What you are asked to do
Your task is to copy every line of the entries that contains "original".

╭──

PR #274, opened 2024-02-20
Add (back) SignalGroup methods

getzze:
While porting the signal aliases to the new `SignalGroup`, I found that it was quite annoying to work with a `SignalGroup`, mainly because it has no methods now.
So I did an experiment, that is to put back methods to `SignalGroup`. Now that the `Signal`s are well separated from the `SignalRelay` it is very easy. I took one step further, removing the `Signal`s from the list of attributes of the `SignalGroup`.
Therefore it is very easy to make two things:
- `SignalInstance`s can always be retrieved using the getter: `group[signal_name]`
- If the signal name does not conflict with any attribute of `SignalGroup`, it can be retrieved as an attribute, like for pandas `DataFrame`s: `group.signal_name`

I created a PR instead of an issue so it is easier to discuss concrete code.

There are other changes in the PR that are just correcting bugs:
- `SignalGroup.__init_subclass__`: use `dir(cls)` instead of `cls.__dict__` to find `Signal`s so it works with sub-classes of (subclass of) `SignalGroup`.
- `__len__`, `__iter__` and `__getitem__` should use `self._psygnal_instances` and not a mix of it and `self._psygnal_signals` for consistency (and if a user modifies one of the dict but not the other). Like this we can have the same interface for the class instead of the instance. Implemented with a `metaclass`.
- add a method to `Signal` to create a `SignalInstance` that can be called to create `SignalGroup._psygnal_instances` instead of using `__get__`. It is also useful to use a `Signal` with a slotted class (like a class created with `attrs.define`).
- modify `utils.monitor_events` to find `Signal`s in a `SignalGroup`.


tlambert03:
> I found that it was quite annoying to work with a SignalGroup, mainly because it has no methods now.

before going down this route to add all these things back, can we dig into this statement a bit?  I guess my question would be what's so annoying?  why is it any more annoying to use `group.all.connect` over `group.connect`?

src/psygnal/_group.py
```diff
@@ -183,12 +192,23 @@ def disconnect(self, slot: Callable | None = None, missing_ok: bool = True) -> N
         super().disconnect(slot, missing_ok)
 
 
+class SignalGroupMetaclass(type):
```
tlambert03, line 195: can you accomplish this without metaclasses?  mypyc doesn't support metaclasses, and in general I've been happy with using mypyc, and wouldn't want to drop it just for this

tlambert03:
> no public API to get `events.signals`, you have to use `{k: events[k] for k in events}`...  instead of `events.get(name, None)` you need to do `events[name] if name in events else None`

i don't find ``{k: events[k] for k in events}` terribly offputting :) but i get the point.  
it's all *close* to a `Mapping`, but it lacks an analog for `items()` and/or `values()`.  I started with an actual Mapping subclass, but removed it due to name conflicts with `values`, `keys` etc...
So, we could either accept these name conflicts, and make it a proper `Mapping` with the interface everyone is used to (but perhaps with names that are more likely to conflict, like `values` or `items` ... Or we could keep it as "mapping-like", and use our own names like `signals` ... or whatever.  But using `signals` to return the dict feels slightly weird, since there's no analog in `Mapping` that simply returns the full map object.

I'm not sure which I prefer there.  you?


> With the new design, the behavior is perfectly controlled, so maybe it's not worth changing too much the original API.
Now we can get the relay and the signals unambiguously, with `events.all` and `events[name]`, the rest of the API could be made simple, intuitive and compatible with the previous version.

I'm definitely open to this, and we should definitely make the decision before I release the release candidate.
I think my first thought is that if we start adding back names, a question arises as to _which_ names, and I kinda dislike "half-way-there" decisions.   For example, in this PR, you've added connect and disconnect, but not `blocked` or many of the other things that people may expect from something that behaves like a SignalInstance.  So, it's harder to build up an intuition for which names one can expect... you just have to keep checking the docs, unless we go "all in" or "all out".  
Between those two (all in vs all out) do you have an opinion?    (Note, I see this question as independent of the previous one, regarding `.get()`, `.values()` etc...)

getzze:
I think the full `Mapping` interface is too much: it would create potential name conflicts and all the part of the interface that are setters would need to be deactivated anyway (you cannot add signals to the instance). So I would go for a minimal "getter" Mapping interface with names that are  meaningful and easy to remember. I agree that `signals` is not a very good name.

Regarding the names that we could allow for `SignalGroup`, I was thinking that users will most probably use adjectives for their signals and due to the data class interface, also names. So attributes like `name` or `is_uniform` will definitely conflict. But it's completely arbitrary I agree.
After thinking about it a bit more, I think all the methods from `SignalRelay` should pass to `SignalGroup`: `dis/connect`, `un/block`, `blocked`, `connect_direct`. Maybe we could also add `emit`, `paused`, `pause`, `resume` from `SignalInstance`.

What do you think?

tlambert03:
>  all the part of the interface that are setters would need to be deactivated anyway (you cannot add signals to the instance). So I would go for a minimal "getter" Mapping interface with names that are  meaningful and easy to remember

`collections.abc.Mapping` _is_ the minimal getter mapping interface, and it adds `__contains__`, `keys`, `items`, `values`, `get`, `__eq__`, and `__ne__`. `collections.abc.MutableMapping` is the one that adds all the setters, and we wouldn't inherit from that one.   see [`collections` docs](https://docs.python.org/3/library/collections.abc.html#collections-abstract-base-classes)

So, as mentioned in https://github.com/pyapp-kit/psygnal/pull/274#issuecomment-1959437371, the main question is whether we want to use `keys`, `items`, `values`, and `get`, and stick with standard mapping API names, or make our own names for these standard getters.

> I think all the methods from `SignalRelay` should pass to `SignalGroup`

I'm ok with that for now.  Easier to deprecate it later than to deprecate it now and walk it back later.  Would you be able to update this PR to that effect?  and remove the metaclass?

getzze:
Ah, I didn't think that `collections.abc.Mapping` was the definition of the interface, sorry :). I think `get` is fine. For `keys`, `items` and `values`, they are conflict-prone but I cannot think of better names, maybe with a "signal_" prefix? They are not great names, so maybe stick with the standard?

I can update the PR yes, but I think you have permissions to modify it also (although I have no idea how you can do that with Github)

tlambert03:
Ok, if you're alright with me thinkering with your branch a bit, I may play around (and will ping you if you need to pull changes).  Thanks!

getzze:
ah sorry, I saw your message after I pushed the changes...

But yes, please modify the PR

getzze:
I made another change, that is to allow signal names starting with "_psygnal_", as you can access them with the `Mapping` interface only. But I don't think we need to remove them altogether.

tlambert03:
> ah sorry, I saw your message after I pushed the changes...

no worry, feel free to keep modifying and pushing.  I can handle any conflicts

src/psygnal/_group.py
```diff
@@ -250,54 +254,58 @@ class MySignals(SignalGroup):
...
-            for k, val in getattr(cls, "__dict__", {}).items()
-            if isinstance(val, Signal)
+        # Collect Signals and remove from class attributes
+        # Use dir(cls) instead of cls.__dict__ to get attributes from super()
+        _psygnal_signals = {}
+        for k in dir(cls):
+            val = getattr(cls, k, None)
+            if isinstance(val, Signal):
+                _psygnal_signals[k] = val
+                delattr(cls, k)
```
tlambert03, line 287: This comment is half note-to-self (explaining something i've just understood) and half note to @getzze  :)

I dislike this particular `delattr(cls, k)` here.  It leads to the rather surprising behavior:

```python
class MyGroup(SignalGroup):
    my_signal = Signal()

hasattr(MyGroup, 'my_signal')  # False
```
Any external observer would be absolutely justified to be rather surprised by that. And I'd like to avoid surprising behavior.

However, I just spent the last couple hour or two to make it work without that, and then I came into the same challenge you presumably encountered with the fact that we (by default) cache `SignalInstances` on the object itself, similar to how `functools.cached_property` works.  That is

```python
my_group()
# at this first access of `my_signal` on `my_group`, the newly created SignalInstance
# is set as an attribute on the my_group instance, overriding the `Signal` on the class
my_group.my_signal 
```

I see now why this PR has to also modify the caching behavior of `Signal.__get__`.  It's because of this one `delattr(cls, k)` line here:  by removing the `Signal` descriptor object, we're free to do our own behavior in `getattr` (which is desire able for controlling name conflicts), but then of course we want to control the caching of that object as well.

I also completely recognize that all of this ugliness stems from the original design of the `SignalGroup` API design itself.  Specifically: while the `Signal` descriptor protocol may works nicely as a class attribute on a regular class, it doesn't work quite as well on `SignalGroup` (inasmuch as we also want that group to have lots of other possible names on it, like `connect`, etc..)

*side note: part of the motivation for the descriptor protocol is that it makes type checking and IDE support much easier.  One thing I dislike about most observer-pattern implementations, is that you never know if you're calling the callback properly... and the descriptor pattern helps us to hint at that during static type checking (even if we haven't yet taken full advantage of that)*

Anyway, after banging my head against this for a little while, I'm again torn as to whether this is a good idea.  We either ask everyone to just use `group.all` (and end up with a clean pattern), or we provide the magical convenience of passing through all of these SignalRelay names, but possibly at the cost of rather surprising behavior for anyone unlucky enough to come into a conflict).  

still thinking...

getzze:
Just adding some thinking:

Actually this works:

```python
g = MyGroup()
hasattr(g, 'my_signal') # True
```

And if `SignalGroup` inherits from a metaclass, this would work:

```python
hasattr(MyGroup, 'my_signal') # True
```
But I think it's not worth losing the `mypyc` speedup. It's just for saying that it could be done.

What could be done is doing `delattr(cls, k)`  just after, when checking for conflict and deleting only the conflicting attributes (keeping all the `Signal`s in `_psygnal_signals` anyway). But we have to be sure that the two types of signals, real attributes and false attributes, are getting initialized identically.


Type checkers don't recognize that `g.my_signal` is a `SignalInstance` if it's not a real attribute?

tlambert03:
> What could be done is doing `delattr(cls, k)`  just after, when checking for conflict and deleting only the conflicting attributes (keeping all the `Signal`s in `_psygnal_signals` anyway). But we have to be sure that the two types of signals, real attributes and false attributes, are getting initialized identically.

yeah, that's the road I was starting to go down.  I agree, it's got potential :)

> Type checkers don't recognize that `g.my_signal` is a `SignalInstance` if it's not a real attribute?

no no... sorry, type checkers are just fine with us using `delattr`, they don't care.  And it's even better actually, because anyone using a protected name, like:

```python
class MyGroup(SignalGroup):
    connect = Signal(int)
```

will get a type error when type checking.  *and* it would work at runtime... Really the only surprising thing is looking for the attribute on the class itself (not on the instance of the class)... which, granted, is going to be rather uncommon.
And, as long as it's only deleted when there's a conflict (as you mentioned above), I think we can probably limit the surprising impact.  But that's the line I'm currently aiming for: only delete class attr in case of conflict, and make sure that actual descriptors and false attributes end up behaving the same way.

tlambert03:
implemented in #286

PR #275, opened 2024-02-20
perf: Fixing performance of evented set

Czaki:
In this PR I have added an option for the combiner function to consume the whole list of tuples at once.

### DIFF
--- a/src/psygnal/_signal.py
+++ b/src/psygnal/_signal.py
@@ -1076,7 +1076,7 @@ class SignalInstance:
 
         Parameters
         ----------
-        reducer : Callable[[tuple, tuple], Any], Callable[[list[tuple]], tuple],  optional
+        reducer : Callable[[tuple, tuple], Any], Callable[[list[tuple]], tuple] | None
             If provided, all gathered args will be reduced into a single argument by
             passing `reducer` to `functools.reduce`.
             NOTE: args passed to `emit` are collected as tuples, so the two arguments
@@ -1134,7 +1134,7 @@ class SignalInstance:
 
         Parameters
         ----------
-        reducer : Callable[[tuple, tuple], Any] or Callable[[list[tuple]], Any], optional
+        reducer : Callable[[tuple, tuple], Any] or Callable[[list[tuple]], Any] | None
             If provided two arguments, all gathered args will
             be reduced into a single argument by
             passing `reducer` to `functools.reduce`.
--- a/src/psygnal/_signal.py
+++ b/src/psygnal/_signal.py
@@ -932,7 +932,9 @@ class SignalInstance:
             If `check_nargs` and/or `check_types` are `True`, and the corresponding
             checks fail.
         """
-        if self._is_blocked or len(self._slots) == 0:
+        if self._is_blocked or (
+            len(self._slots) == 0 and SignalInstance._debug_hook is None
+        ):
             return None
 
         if check_nargs:
--- a/src/psygnal/_signal.py
+++ b/src/psygnal/_signal.py
@@ -18,6 +18,7 @@ from typing import (
     List,
     Literal,
     NoReturn,
+    Tuple,
     Type,
     TypeVar,
     Union,
@@ -45,7 +46,7 @@ if TYPE_CHECKING:
     from ._weak_callback import RefErrorChoice
 
     # single function that does all the work itself
-    ReducerOneArg = Callable[[Iterable[tuple[Iterable, Iterable]]], tuple[tuple, tuple]]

╰──

Answer to the exercise
> With the new design, the behavior is perfectly controlled, so maybe it's not worth changing too much the original API.
I also completely recognize that all of this ugliness stems from the original design of the `SignalGroup` API design itself.  Specifically: while the `Signal` descriptor protocol may works nicely as a class attribute on a regular class, it doesn't work quite as well on `SignalGroup` (inasmuch as we also want that group to have lots of other possible names on it, like `connect`, etc..)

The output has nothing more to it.